Hi sir, I am using os linux and jdk1.8 for company project. But i have to practice whatever i learn from ur videos, Can you plz make 1 video how can we use projectwise different java versions in same system in eclipse IDE?
Direct to the point, that's the kind of videos I like! But i have a question: Which is the difference between secure microservices with JWT and securing them using Api Key, as you show us in one of your previous videos?
@Javatechie
Жыл бұрын
Thanks buddy. In case of api key you need to manually map key with specific service where jwt will be generic no manual mapping required
@hectorcortez7866
Жыл бұрын
@@Javatechie so in terms of best approach JWT would be a posible solution
@Javatechie
Жыл бұрын
Yes that's what my understanding
1:11:00 The rest call from gateway to auth service is not working. It is throwing an error saying cannot call from java.lang.illegalstateexception: block()/blockfirst()/blocklast() are blocking, which is not supported in thread reactor-http-nio-1. Please let me know if someone can help in this
instead of completely using spring cloud stack we can make this more OSS (open source stack) like every micro service is containerised (dockerised) then use KONG as API gateway. this way we can make the configuration more simple and reduce tight coupling.
@mirarima8877
Жыл бұрын
Could you please explain more about how that works?
@user-pi6wv9jn8j
11 ай бұрын
can you please come with your hands on similar like this using KONG.

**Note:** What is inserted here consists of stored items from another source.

PR #235, opened 2017-09-23
Rd fix

Sigma88:
not the most beautiful fix, but it works so I don't complain


Sigma88:
@StollD  after you merge this, feel free to release Kopernicus

I couldn't find any more bugs or features the new release might need

PR #238, opened 2017-09-28
Displayname

Sigma88:


src/Kopernicus/Configuration/BiomeLoader.cs
```diff
@@ -37,35 +38,35 @@ public class BiomeLoader : IParserEventSubscriber
...
             }
 
             // The displayName of this biome
             [ParserTarget("displayName")]
-            public String displayName 
+            public String displayName
             {
-                get { return attribute.displayname; } // This is not displayName because of reasons
-                set { attribute.displayname = value; }
+                get { return Localizer.Format(attribute.localizationTag); } // This is not displayName because of reasons
```
StollD: Could we just return the value without passing it to Localizer.Format?

src/Kopernicus/Configuration/PropertiesLoader.cs
```diff
@@ -338,6 +337,10 @@ void IParserEventSubscriber.Apply(ConfigNode node)
             // PostApply Event
             void IParserEventSubscriber.PostApply(ConfigNode node)
             {
+                // Replace biomes
+                if (biomes?.Count() > 0)
+                    celestialBody.BiomeMap.Attributes = biomes.Select(b => b.attribute).ToArray();
```
StollD: Can you add a check if the biome map is null, and if yes, throw an appropriate exception?

PR #420, opened 2020-02-06
Re-add particles?

democat3457:


Sigma88:
I'm a bit busy at the moment so double checking this might take a while

unless @StollD  wants to take a look himself

StollD:
Nice! I totally forgot about KSPParticleEmitter. IIRC that got converted to use Shuriken Particles some time ago, but I never cared to look into it. Thank you!

However, I think we should use this opportunity to revamp the particles a bit. It should expose all the options that KSPParticleEmitter exposes, and it shouldn't wrap KSPParticleEmitter entirely, like it is done right now. Instead the Kopernicus loader should edit KSPParticleEmitter directly, and add a component that fetches KSPParticleEmitter and manages the target / timewarp stuff at runtime.

We also have to check if ParticleSystem still fetches the mesh that tells the emitter where to emit particles from a MeshFilter on the same GameObject, or if that has changed.

democat3457:
This may sound dumb, but how do I do a Gradient Parser?

democat3457:
Actually nevermind I just realized its a Min-Max Gradient

democat3457:
Do you want to expose options that are included in various ParticleSystem modules such as TrailModule and EmissionModule?

democat3457:
I wasn't sure what you meant by add a new component so I edited the existing one.

src/Kopernicus/Kopernicus.csproj
```diff
@@ -44,10 +44,6 @@
       <HintPath>..\..\packages\UnityEngine.AssetBundleModule.1.8.1\lib\net40\UnityEngine.AssetBundleModule.dll</HintPath>
       <Private>False</Private>
     </Reference>
-    <Reference Include="UnityEngine.CoreModule, Version=0.0.0.0, Culture=neutral, PublicKeyToken=null">
```
Sigma88: you should not remove this

src/Kopernicus/Kopernicus.csproj
```diff
@@ -64,6 +60,12 @@
       <HintPath>..\..\packages\UnityEngine.UnityWebRequestWWWModule.1.8.1\lib\net40\UnityEngine.UnityWebRequestWWWModule.dll</HintPath>
       <Private>False</Private>
     </Reference>
+    <Reference Include="UnityEngine.CoreModule">
```
Sigma88: and you should not add this

src/Kopernicus/packages.config
```diff
@@ -1,11 +1,13 @@
 ﻿<?xml version="1.0" encoding="utf-8"?>
 <packages>
   <package id="Assembly-CSharp" version="1.8.1" targetFramework="net472" />
+  <package id="Defiant_Zombie.KSP.Skeleton.UnityEngine.CoreModule" version="1.8.1" targetFramework="net472" />
```
Sigma88: you should not add this

src/Kopernicus/packages.config
```diff
@@ -1,11 +1,13 @@
...
+  <package id="Defiant_Zombie.KSP.Skeleton.UnityEngine.ParticleSystemModule" version="1.8.1" targetFramework="net472" />
```
Sigma88: @StollD  I think this should be added to your jenkins rather than doing this, right?

democat3457:
Strange, I didn't see these comments until now - anyway, I will resolve as soon as possible.

src/Kopernicus/packages.config
democat3457: This is added because it is a dependency of ParticleSystemModule.

democat3457:
Yucky merge commits but it wouldn't detect that I merged the conflict.

R-T-B:
Hello, Kopernicus is being forkek at the moment at request of it's creator.  You may want to move this pull request to the most popular branch on the forums, which I and user Presja are maintaining.

https://github.com/prestja/Kopernicus

We will be happy to consider this pull request in proper once the 1.9 update is properly finished.

R-T-B:
Heh, looks like they like your code anyways.

@Sigma88, I am correct that this Kopernicus fork is a dead end right?  And if so, on our fork, any comments as to this codes quality while we work on other things?  We do plan to try to bring it in, it's just we have bigger fish to fry right now.

StollD:
> Heh, looks like they like your code anyways.

I always welcomed the code. But I still think that old hacks should not simply get merged back in, but instead it should be done better if there is the chance to do it.

The whole `PlanetParticleEmitter` component was a huge an ugly hack. It was never the best solution, but it was neccessary to keep the jiggling of 4 or 5 different particle components out of the main config loader code.

Now, when using `KSPParticleEmitter` you only need to care about two components: The particle emitter itself, and a small component that applies the stuff that needs to be done at runtime, like directing the particles away from the sun. And you don't need a lot of setup either, you just create both components and are good to go. You dont need to duplicate all their properties, and apply them in the `Awake()` method, because you can just apply them directly through the config loader.

This would also make it possible to edit the full particle system using Kittopia. With the current changes, every option that is set by `PlanetParticleEmitter` in `Awake()` couldn't be changed later anymore, because `Awake()` only runs once, when the planet is spawned by KSP. 

Then, because `KSPParticleEmitter` is based on the new Shuriken ParticleSystem in Unity, it probably exposes a lot more options that the old legacy particles. I imagine that you could do pretty cool stuff with these options (like having a particle system emit meshes, to create something like boulders / asteroids). Instead of just setting some arbitrary default, these options should be exposed properly as config options for the planet modders to use them. Since there was already a release without the particle support at all, you don't need to really care about backwards compatibility, and don't need to keep the same config options that the old code had, like the changes in this PR do.

There are also some nitpicks that I have that don't matter too much I guess:
* You shouldn't load the shader directly from a string, because not all shaders are the same. Nothing guarantees that the shader has support for a `_MainTex` value for the texture, etc. Either hardcode the shader to one that is know-good, or use the Material wrappers that Kopernicus already uses everywhere else (PQS surface material, scatter material etc.), which has the side effect that the user can automatically edit all the properties of the shader, not just the texture
* `if (target != "None")` that is also a leftover from me writing silly code, and should probably be improved (keep the default value of `null`, and check if the body that is returned by `UBI.GetBody()` is null before using it.

Since my idea is basically "throw everything away and redo it properly", I wanted to do some of the stuff myself, but I never found the time to look into it properly, so this PR was left in limbo. And I really wanted to get out as much of the legacy stuff as I could, so I didn't want to simply merge it or close the PR without a comment. But it should work just fine, if you decide to merge it.

democat3457:
I see...

prestja:
Particle support has been added through PR #450

PR #423, opened 2020-02-23
Localization

tinygrox:
made some changes for Localization.
Is this the branch?


Sigma88:
A couple of thoughts

1- I don't know how I feel about including some languages into the localization but not others, I think maybe the other languages could go into a language pack rarther than kopernicus itself

2- I think that using Localize.Format comes with a performance hit, so I guess we should format the value once and then keep using the formatted string

tinygrox:
@Sigma88 I can only do so. And I don't quite understand what you mean by "language pack".

Sigma88:
thank you for making the changes

>I don't quite understand what you mean by "language pack".

I mean a separate download

hardcoding only one extra language would feel weird to me.

I am not necessarily against it, but I would rather defer to @StollD  on that one

src/Kopernicus/Components/KopernicusSolarPanels.cs
```diff
@@ -37,7 +38,16 @@ namespace Kopernicus.Components
     /// </summary>
     public class KopernicusSolarPanels : PartModule
     {
-        [KSPField(guiActive = true, guiActiveEditor = false, guiName = "Tracking Body", isPersistant = true)]
+        //Strings for Localization
+        string SP_status_DirectSunlight = Localizer.Format("#Kopernicus_UI_DirectSunlight");//"Direct Sunlight"
```
Sigma88: I think the new unity might have some issues with this way of defining the variables.

you should change them into static strings

I am not sure if changing them to static is enough to fix all issues or if we should also define them at a different time

StollD:
> I mean a separate download
> 
> hardcoding only one extra language would feel weird to me.

We *have* to ship at least one language or make that language pack a requirement. The language pack cannot change the texts that Kopernicus uses.

And I would imagine that more languages will follow as people contribute them, just that @tinygrox was only able to provide an english version to get started.

Sigma88:
>We have to ship at least one language or make that language pack a requirement. The language pack cannot change the texts that Kopernicus uses.

What I mean is: English will be included as the default, having just one extra language would feel weird to me

Sigma88:
hardcoding all the languages would require a new release everytime a change in the localization is required (grammar checks, new languages added, etc)

StollD:
Ah wait, there is a chinese version too. Now that makes more sense, but I don't think it is bad or weird.

If there is another language, or a fix to one of them, you can still download a random other file, put it into GameData and Kopernicus will use it. And we don't have to release a new version immediately, we can still wait until there are enough changes that warrant a release. We provide the feature, we decide how to handle it.

src/Kopernicus/Components/KopernicusSolarPanels.cs
StollD: Argh, you beat me to it. No, Unity won't have issues (using the constructor in a MonoBehaviour is totally fine as long as you don't create it with `new MB();`), but it is unneccessary to store a copy of these strings for every instance of the solar panel module.

Please make them `private static`.

Sigma88: @tinygrox just do what @stolld said and we can merge your PR

Sigma88:
I would also suggest to move the localization into:

`Kopernicus/Localization/english.cfg`
and
`Kopernicus/Localization/chinese.cfg`

tinygrox:
Is that right?

Sigma88:
Yes, thank you!

Sigma88:
Wrong button

PR #425, opened 2020-02-26
Fix loading of R8 and A8 textures and add R16.

RCrockford:
I've been trying to get R8 (or A8) heightmaps working for RSS, but they fail to load, even though they are listed as supported.
I noticed in the code that the wrong flags were being read; this PR corrects that.

I switched R8 textures to load as R8 rather than A8 as the latter doesn't work for heightmaps. I guess this might break existing uses, but given the bug in the texture loader, I suspect there aren't any.

I have also added support for R16 textures, to allow for better heightmap resolution.

### DIFF
--- a/src/Kopernicus/OnDemand/OnDemandStorage.cs
+++ b/src/Kopernicus/OnDemand/OnDemandStorage.cs
@@ -403,11 +403,11 @@ namespace Kopernicus.OnDemand
                                 new DDSHeaderDX10(binaryReader);
                             }
 
-                            Boolean alpha = (ddsHeader.dwFlags & 0x00000002) != 0;
-                            Boolean fourcc = (ddsHeader.dwFlags & 0x00000004) != 0;
-                            Boolean rgb = (ddsHeader.dwFlags & 0x00000040) != 0;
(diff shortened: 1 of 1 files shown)


Sigma88:
this looks fine to me

unless @StollD  has any objection I will merge this before releasing 1.9.0-1

Poodmund:
@RCrockford unfortunately this commit caused the loading of the Palette-4bpp and Palette-8bpp DDS formats to break and causes any planet pack using these formats (for biome maps) to not load, Kopernicus throws the exception on game load as the biome textures are null.

Example of Palette-4bpp texture: https://github.com/Poodmund/Outer-Planets-Mod/blob/master/GameData/OPM/OPM_Textures/PluginData/Polta_biome.dds

Example of Palette-8bpp texture: https://github.com/Poodmund/Outer-Planets-Mod/blob/master/GameData/OPM/OPM_Textures/PluginData/Tekto_biome.dds

Poodmund:
https://github.com/Kopernicus/Kopernicus/commit/9a5d17cfe3a993024f22e77e3ee29701e03b2e46 seems to resolve the issue.

PR #429, opened 2020-03-16
Finally we have SolarPanels

Sigma88:
Finally this does what I think most people expect from multiple stars in Kopernicus.

The override for the CalculateSunBodyFlux is mostly unchanged, I just added back in `GetAtmoThermalStats` that was missing for some reason in the previous iterations of the override.

The new behaviour of the KopernicusSolarPanels is as follows:

- there are 2 different PartModules (`KopernicusSolarPanelsFixer` and `KopernicusSolarPanels`)
- `KopernicusSolarPanelsFixer` should always be the first `MODULE` in the cfg
- `KopernicusSolarPanels` should always be the last `MODULE` in the cfg
- the `FixedUpdate` order will be
  1. `KopernicusSolarPanelsFixer`
  2. All `ModuleDeployableSolarPanel`s
  3. `KopernicusSolarPanels`
- `KopernicusSolarPanelsFixer` will change the PhysicsGlobals.Luminosity to the one of the tracked body
- `ModuleDeployableSolarPanel` will calculate tracking normally
- `KopernicusSolarPanels` will set the tracking speed to 0 and recalculate the tracking for all remaining stars

this way, we get the intended Ec from all stars and everything is just re-set to the normal values after each Part.FixedUpdate

also, if someone were to make up custom solar panels derived from MDSP they should be automatically compatible with Kopernicus


Sigma88:
Minor Note:

I made a small change in the trackingBodyName code so that now if the body is automatically selected the name will show up with a small tag after

eg: `The Sun (Auto)`

This name is localized using the key ```#Kopernicus_UI_AutoTrackingBodyName = <<1>> (Auto)``` in both english and italian

@tinygrox  what would be the best Chinese translation for that ?

Sigma88:
I hit a couple of bumps but the idea was good, just needed some tweaks to avoid stupid bugs

now it is ready to be reviewed/merged

StollD:
Sorry, I *totally* forgot about this! Too much going on otherwise...

Looks good to me. Only question I have: Why are there two solar panel modules now? Couldn't you use TimingManager to have both run within the same module?

Otherwise feel free to merge this one.

tinygrox:
> @tinygrox what would be the best Chinese translation for that ?

Sorry, I just saw this today.
`"自动"` is OK. So the key should look like `#Kopernicus_UI_AutoTrackingBodyName = <<1>> (自动)`.

Sigma88:
thanks

gotmachine:
Inserting a module at index zero is a very bad idea. 
It's gonna break all parts using a module that rely on a module index in configs : ModuleAlternator, ModuleCargoBay, ModuleDataTransmitter, ModuleSAS, ModuleScienceLab, ModuleSurfaceFX, the various ModuleWheels* variants...

Sigma88:
in what way do they rely on the index? I haven't had any issues with my testings

gotmachine:
They reference another module by their index.
ModuleAlternator.engineIndex
ModuleCargoBay.DeployModuleIndex
ModuleDataTransmitter.animationModuleIndex
ModuleSAS.CommandModuleIndex
ModuleScienceLab.containerModuleIndex
ModuleWheelBrakes.statusLightModuleIndex
ModuleWheelBogey.deployModuleIndex
ModuleSurfaceFX.thrustProviderModuleIndex

I don't think there is a case where one of these is present alongside a ModuleDeployableSolarPanel in stock, but there is definitely many cases in part mods.

Sigma88:
frick
why do people do this kind of s.....
smh

should be fairly easy to fix

Sigma88:
oh and btw, thanks for the headsup @gotmachine  👍

Sigma88:
ok, so now instead of inserting the first module at the beginning I do this:

- copy the first module solar panel at the end
- replace the first module solar panel with one Kopernicus module
- add the second Kopernicus module at the end


this should be fine right?

StollD:
> ok, so now instead of inserting the first module at the beginning I do this:
> * copy the first module solar panel at the end
> * replace the first module solar panel with one Kopernicus module
> * add the second Kopernicus module at the end
> 
> this should be fine right?

I still don't really understand why you need to use two modules. Wouldn't it work the same if you did it like that (using TimingManager): https://gist.github.com/StollD/d0e0ffe7e9ca3cb1ab5f9f49b5c6da29 ?

Sigma88:
Timing manager doesn't work properly for what we need.

We need to run code before and after each vessel while timingmanager can only run before and after all vessels
```
-TimingManager (n)
-Kopernicus
-Vessel1
-Kopernicus
-Vessel2
-Kopernicus
-TimingManager (n+1)
```

an alternative would be to just add a generic kopernicus component to every vessel during runtime and avoid all the "KopernicusSolarPanels" MM cfg headache but I went with the cfg because that was the previous accepted solution

gotmachine:
Reviewing the code quickly, some comments : 

1. You are calling `KopernicusStar.CalculateFluxAt(Vessel vessel)` **for each** solar panel module **2 times** (in each module), and one extra call for each extra star. Physics raytracing really isn't cheap, this should really be done only one time per vessel.
Morevover, since you are also calling CalculateTracking -> CalculateTrackingLOS for every star, you get 2 extra raytracing call per module and per star, and while the part/terrain LOS raytracing call is relevant, the first scaledbody LOS raytracing call is almost entirely redundant. 
But, well, that is stock behavior and harder to work around if you want to keep calling the overridable MDSP methods to have compatibility with MDSP derivatives (which IMO isn't worth the trouble, as in practice the vast majority of solar panel plugins are reimplemented from scratch and won't be compatible anyway)

2. Regarding the execution order issue, IMO it would be easier if you just decided to take control of the target module(s) execution flow :
- In `OnStart`, find all MDSP and derivatives on the part, save a reference to them, and set `enabled` to false. This will prevent the module MonoBehaviour methods (ie, `FixedUpdate`) from being called, but won't alter the KSP methods and lifecycle, in particular `OnStart`, `OnLoad` and `OnSave` (KSP only check for `isEnabled`, which is PartModule specific and is unaffected by the state of `enabled`). 
- From your partmodule, for each found MDSP, call every implemented MonoBehaviour method in MDSP from your own implementation : `FixedUpdate`, `LateUpdate`, `OnCollisionEnter`. Ideally, if you want to be on the safe side to support a MDSP derivative, you can reflection find/call the most common unity methods that aren't implemented in MDSP, especially `Update` and `Start`.

Sigma88:
this might be a good idea. at the moment I am busy with other stuff but if I get time I will try to go back and sort this mess out

Sigma88:
@prestja since you have a released version of kopernicus you might be inteterested into adding this feature.

I ended up not including it because of the comments in this pr but since a version of kopernicus is out, it might as well have this feature included.

R-T-B:
I have advised him of this branch.  He has invited me to contribute to Kopernicus development and we are already looking at it.

Besides the above, any "heads up" in here we should be aware of?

after implementing spring security to microservices it will only validate token when URL passed through the API Gateway, what if we try to hit the URL of the particular service, how to stop that?
Firstly Thank you for all your tutorials. I tried this api gateway implementation and getting "An expected CSRF token cannot be found" when calling authenticate or register apis through gateway. It works if I directly call authentication service. Could you please help with this.
instead of using custom auth service can we use Azure AD with gateway?- with the same logic?